BR Bayerischer Rundfunk

Bayerisches Fernsehen Programm-Meldung: Dienstag, 4. Dezember 2001, 22.35 Uhr
KOMPASS

    München (ots) -
    
    Auslandsreportage
    
    Kämpfen wie einst Skanderberg
    
    Albaner und ihr Nationalheld heute
    
    Nur rund 3 Millionen Albaner leben heute in ihrem Mutterland. Fast
ebenso viele jenseits der Staatsgrenze im Kosovo, in Mazedonien,
Griechenland, Südserbien, Montenegro und sonst wo auf der Welt. Alle
verehren ihren Nationalhelden Skanderberg alias Gjeorgj Kastrioti,
der im 15. Jahrhundert Osmanen-Heere besiegte und das Land der
Skipetaren erstmals vereinte.
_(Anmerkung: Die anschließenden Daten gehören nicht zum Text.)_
PR #614, opened 2021-12-15
Exploration of splitting argparsing out from charmcraft into another lib (CRAFT-704).

facundobatista:
This is to define API/interaction to move the functionality into `craft-cli`.

Detail of what is included in this big refactor:

The big diff is mostly that I just moved stuff from one place to the other:

- the whole `helptext` module to the fake directory

- the dispatch and global commands to a new `dispatcher` module (leaving charmcraft-specific code in `main.py`)

- the `BaseCommand` class into the `dispatcher` module too

- the two errors from `main.py` into a `errors` module (that later will be merged with `craft_cli` one)

Note that tests are adjusted/moved/copied around to reflect the changes just described.

There are functionality changes, though; these are marked with comments in the PR, but here's a summary:

- moved a couple of "generic commands tests" (aesthetic stuff over their strings) from `test_cmdbase` into `test_main`

- the `test_basecommand_mandatory_attributes` was challenging, as it verified that some mandatory attributes (which is responsibility of the library) are defined in all the commands (which are application specific); to untangle this I...
    - declared some abstract attributes in BaseCommand
    - added tests for it so we ensure that no command could subclass it without defining those attributes
    - removed the `test_basecommand_mandatory_attributes` itself

- The `help_builder` init is not done "by the app" anymore, but by the Dispatcher (had to adjust its `__init__` signature properly)


tests/test_main.py
```diff
@@ -568,5 +223,32 @@ def test_commands(cmd_name):
...
+            """Return self, as it is used to add arguments too."""
+            return self
+
+        def add_argument(self, *args, **kwargs):
+            """Verify that all commands have a correctly formatted help."""
+            help_msg = kwargs.get("help")
+            assert help_msg, "The help message must be present in each option"
+            assert help_msg[0].isupper() and help_msg[-1] != "."
+
+    command(config).fill_parser(FakeParser())
```
facundobatista, line 254: These last two tests are what was moved from `test_cmdbase`.

fake_craft_cli/dispatcher.py
```diff
@@ -0,0 +1,338 @@
...
+
+    @property
+    @abstractmethod
+    def help_msg(self):
+        """A one line help for user documentation."""
+
+    @property
+    @abstractmethod
+    def overview(self):
+        """Ah longer multi-line text with the whole command description."""
```
facundobatista, line 320: This is how I made these attributes "mandatory".

tests/test_fakecraftcli_dispatcher.py
```diff
@@ -0,0 +1,468 @@
...
+
+def test_basecommand_mandatory_attribute_name():
+    """BaseCommand subclasses must override the name attribute."""
+
+    class TestClass(BaseCommand):
+        help_msg = "help message"
+        overview = "fake overview"
+
+    with pytest.raises(TypeError):
+        TestClass("config")
```
facundobatista, line 446: Here and below are the new tests to check that attributes are mandatory in subclasses.

charmcraft/main.py
```diff
@@ -369,7 +116,12 @@ def main(argv=None):
         setup_parts()
 
         # load the dispatcher and put everything in motion
-        dispatcher = Dispatcher(COMMAND_GROUPS, extra_global_options)
+        dispatcher = Dispatcher(
+            "charmcraft",
+            COMMAND_GROUPS,
+            summary=GENERAL_SUMMARY,
+            extra_global_args=extra_global_options,
+        )
```
facundobatista, line 124: Changed signature to "hide" `help_builder` init inside Dispatcher.

fake_craft_cli/dispatcher.py
```diff
@@ -0,0 +1,338 @@
...
+    The subclass must be declared in the corresponding section of main.COMMAND_GROUPS,
+    and will receive and store this group on instantiation (if overriding `__init__`, the
+    subclass must pass it through upwards).
+    """
+
+    common = False
+    needs_config = False
+
+    def __init__(self, config):
+        self.config = config
```
facundobatista, line 305: **OPEN QUESTION**: All commands in all apps will have the config as an attribute? 

This is **very** handy, and Charmcraft usage of config was coded around this, but in other apps it may be "against the grain" of how config is handed there. Maybe the BaseCommand in the lib should NOT have this, and Charmcraft should subclass it to add it.

Thoughts? Thanks!

sergiusens: if config could be none, this would be similar to click's concept of "context"

sergiusens:
Looks good, it would really help to get a feel of this if a short tutorial (or code snippet to later use in the tutorial) is presented

facundobatista:
Formally proposed in #635 .

PR #619, opened 2022-01-07
setup, packaging: pin cryptography package and update dependencies

cmatsuoka:
cryptography is not needed as a direct dependency, but it will be brought in
newer versions from other dependencies, and the new ones need a Rust compiler
which is not present in armhf, ppc64el and s390x architectures.


facundobatista (approved):
Thanks!!

PR #624, opened 2022-01-12
Massive renaming of CommandError to CraftError (CRAFT-709).

facundobatista:
The only "real changes" are the import changes from cmdbase to craft_cli, and of course the removal of the no longer used CommandError definition.

### DIFF
--- a/charmcraft/charm_builder.py
+++ b/charmcraft/charm_builder.py
@@ -25,9 +25,8 @@ import sys
 import subprocess
 from typing import List
 
-from craft_cli import emit, EmitterMode
+from craft_cli import emit, EmitterMode, CraftError
 
-from charmcraft.cmdbase import CommandError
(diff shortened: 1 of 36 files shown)


cmatsuoka:
Would it be worth to have an intermediate `CharmcraftError` below `CraftError` so that any application-wide custom adjustments could be done in this derived class?

facundobatista:
We didn't identify such a need (that's why we're removing CommandError instead of renaming it). In reality CraftError already have a lot of more functionality than what was used in Charmcraft before (design more inherited from extended capabilities in Snapcraft), so the direction that I foresee here is to start using that functionality from Charmcraft itself (e.g. "docs_url").

cmatsuoka (approved):
This is just a direct replacement and shouldn't create any problems If there's no need for an intermediate error class.

PR #1193, opened 2015-03-03
[RFR] Avoid unnecessary timestamp

manasdk:
* By assigning datetime.now in case of None we end up assigning a value to end_timestamp


Kami:
I just copied the behavior over from the original mongoengine field type, but this change looks good and correct to me.

Kami:
Would also be good to add a test case for it though.

Kami:
Added tests and merged this into 0.8.1 and master.

PR #1208, opened 2015-03-03
Add the single quote

DoriftoShoes:


docs/source/conf.py
```diff
@@ -228,7 +228,7 @@
     'source_suffix': source_suffix,
     'versions': [
         ('latest', 'http://docs.stackstorm.com/latest'),
-        (version, 'http://docs.stackstorm.com/),
+        (version, 'http://docs.stackstorm.com/'),
```
dzimine: It is on branch 0.8.0. Version number is 0.8. So you get two 0.8 versions. Get rid of explicit 0.8 and you'll be fine.

PR #1209, opened 2015-03-03
Fix docs versions, forever.

dzimine:
See #1210 against master for explanations.

### DIFF
--- a/docs/source/conf.py
+++ b/docs/source/conf.py
@@ -14,6 +14,7 @@
 
 import sys
 import os
+import itertools
 
 # If extensions (or modules to document with autodoc) are in another directory,
 # add these directories to sys.path here. If the directory is relative to the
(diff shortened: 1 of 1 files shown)


docs/source/conf.py
```diff
@@ -219,6 +220,16 @@
 # Output file base name for HTML help builder.
 htmlhelp_basename = 'StackStormDoc'
 
+
+def previous_version(ver):
+    # XXX: on incrementing major version, minor version counter is lost!
+    major, minor = ver.split('.')
```
DoriftoShoes: Does this also need `ver.split(',',2)` to drop the patch level?

dzimine: It's dropped by next line. Else in case of 0.999dev we don't have a second separator. Or how do yuo mean?

Kami: Unpacking the values into `major` and `minor` will fail though if `ver` contains 2 dots (split will return 3 values if you don't do `ver.split(',', 1)).

PR #1210, opened 2015-03-03
Fix doc version on master.

dzimine:
Let's cross the t's on how we deploy and reference docs. 

## What we need:
* one docs/source/conf.py [1]
* Two build jobs.

## How it looks:
Picture worth 1000 words. 
image

## On Release:
* <stable_version> branch cut, __versioin__ updated to new <stable_version>, e.g. from 0.9dev to 0.9.
* On master, __version__ incremented to next dev version, e.g. from 0.9dev to 0.10dev.
* Create a new s3./<stable_version> bucket and 's3/<next_version>.dev buckets
* Cut a new <stable_version> branch, switch stable build to it.
* "Build Stable" keeps building s3/root and s3/<stable_version>. s3/root now contains new stable version.
* Increment version on master to <next_version>.dev, switch master build to it. 
* "Build Master" keeps building s3/latest and s3/<next_version>.dev s3/latest now contains new latest version.
* All previous docs are intact, and referencing each other properly. User can navigate to anything follow 'latest' and than down the version number. 

[1] The docs/source/conf.py will need to be manually updated on major version increment as there's no way to guess a minor number at the time.

### DIFF
--- a/docs/source/conf.py
+++ b/docs/source/conf.py
@@ -14,6 +14,7 @@
 
 import sys
 import os
+import itertools
 
 # If extensions (or modules to document with autodoc) are in another directory,
 # add these directories to sys.path here. If the directory is relative to the
@@ -219,6 +220,16 @@ html_static_path = ['_static']
 # Output file base name for HTML help builder.
 htmlhelp_basename = 'StackStormDoc'
 
+
+def previous_version(ver):
+    # XXX: on incrementing major version, minor version counter is lost!
+    major, minor = ver.split('.')
+    minor = int("".join(itertools.takewhile(str.isdigit, minor)))
+    return ".".join([major, str(minor - 1)])
+
+version_minus_1 = previous_version(version)
+version_minus_2 = previous_version(version_minus_1)
+
 # Variables to be used by templates
 html_context = {
     'github_repo': 'StackStorm/st2',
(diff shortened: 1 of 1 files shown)


dzimine:
Exactly same conf.py to go to 0.8.

dzimine:
same against v0.8 https://github.com/StackStorm/st2/pull/1209

docs/source/conf.py
```diff
@@ -219,6 +220,16 @@
 # Output file base name for HTML help builder.
 htmlhelp_basename = 'StackStormDoc'
 
+
+def previous_version(ver):
+    # XXX: on incrementing major version, minor version counter is lost!
+    major, minor = ver.split('.')
```
Kami: This will only work if we stick with major.minor approach (not major.minor.patch), right?

DoriftoShoes: True, we need to drop the patch level.  
`ver.split(',',2)`  would work I assume.

dzimine: it works for both `0.11.22` and `0.11dev`

enykeev: I'm sorry to be importunate, but that kind of problems were solved long ago... https://github.com/rbarrois/python-semanticversion

PR #1211, opened 2015-03-03
Action chain test improvements

Kami:
* Fix exception error message
* Add some additional asserts which make sure we are testing the right case and that the tests return expected error message


manasdk:
+1

Thanks!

Schulen, Militärakademien, höchste
Orden und sogar der heimische Kognak sind nach ihm benannt. Ein
Fußballclub hofft, von seinem Kampfgeist beseelt, wieder in die 1.
Liga aufzusteigen. Kaum eine Stadt in Albanien, die nicht
Erinnerungen an ihn pflegt. Am Nationalfeiertag wird jetzt ein
Skanderberg-Denkmal auch in Pristina, der Metropole des Kosovo,
aufgestellt. Für Serben und andere Kritiker ein Beweis für
großalbanische Ambitionen. Für Skipetaren eine späte Würdigung ihres
Helden, der zu seiner Zeit als Retter des christlichen Abendlandes
galt und selbst in Westeuropa tausendfach beschrieben wurde.
    
    Die Reportage zeigt die Allgegenwart von Skanderberg im heutigen
Albanien: Schüler lernen und kennen Balladen mit seinen Heldentaten,
Kadetten studieren an Tiranas Militärakademie die Strategie und
Kampfmethoden seines erfolgreichen Guerillakrieges gegen übermächtige
Türken-Armeen. Selbst in entlegensten Dörfern ist seine
legendenumwobene Gestalt bekannt. Schließlich sind überall die
wichtigsten Plätze und Straßen nach Skanderberg benannt. Machthaber
und Ideologen aus anderen Ländern versuchten, das Idol der Skipetaren
jeweils für sich zu instrumentalisieren. So ließ Hitler eine
SS-Division Skanderberg aufstellen und der Kommunistenführer Enver
Hoxha wollte das über Jahrzehnte hinweg isolierte Albanien in seinem
Geist notfalls gegen die ganze Welt verteidigen.
    
    Heute besinnen sich Historiker und Schriftsteller im Land darauf,
dass ihr Skanderberg alles andere als ein Nationalist war, sondern
auf Hilfe und Verbindung mit Westeuropa hoffte, so wie heute fast
alle albanischen Politiker.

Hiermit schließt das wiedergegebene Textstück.